THE PROBLEM: Nothing but the line with "deviceCode: string" and the lines after it should appear, each retyped exactly as in the listing.

GIVEN RECORDS:
________________________________________

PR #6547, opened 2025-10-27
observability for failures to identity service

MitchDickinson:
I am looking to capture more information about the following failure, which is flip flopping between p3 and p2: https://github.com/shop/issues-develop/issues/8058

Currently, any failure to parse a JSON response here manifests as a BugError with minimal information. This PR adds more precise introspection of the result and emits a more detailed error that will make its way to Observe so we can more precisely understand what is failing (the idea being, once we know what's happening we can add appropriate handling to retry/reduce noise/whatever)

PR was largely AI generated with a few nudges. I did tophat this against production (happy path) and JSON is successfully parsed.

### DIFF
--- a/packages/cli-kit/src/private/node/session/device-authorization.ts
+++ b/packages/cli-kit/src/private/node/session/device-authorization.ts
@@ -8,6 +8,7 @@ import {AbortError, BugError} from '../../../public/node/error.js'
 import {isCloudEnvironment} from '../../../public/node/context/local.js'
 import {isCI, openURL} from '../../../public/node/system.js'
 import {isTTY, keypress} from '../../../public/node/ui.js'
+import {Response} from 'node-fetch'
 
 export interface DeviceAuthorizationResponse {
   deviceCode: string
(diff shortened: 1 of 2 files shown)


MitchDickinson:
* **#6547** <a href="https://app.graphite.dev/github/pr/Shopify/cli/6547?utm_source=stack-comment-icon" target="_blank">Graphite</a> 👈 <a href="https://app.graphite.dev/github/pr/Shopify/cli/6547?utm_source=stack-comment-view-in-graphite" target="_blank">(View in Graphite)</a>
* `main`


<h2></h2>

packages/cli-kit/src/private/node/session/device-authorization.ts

________________________________________

EXPECTED ANSWER:
   deviceCode: string
(diff shortened: 1 of 2 files shown)


MitchDickinson:
* **#6547** <a href="https://app.graphite.dev/github/pr/Shopify/cli/6547?utm_source=stack-comment-icon" target="_blank">Graphite</a> 👈 <a href="https://app.graphite.dev/github/pr/Shopify/cli/6547?utm_source=stack-comment-view-in-graphite" target="_blank">(View in Graphite)</a>
* `main`


<h2></h2>

packages/cli-kit/src/private/node/session/device-authorization.ts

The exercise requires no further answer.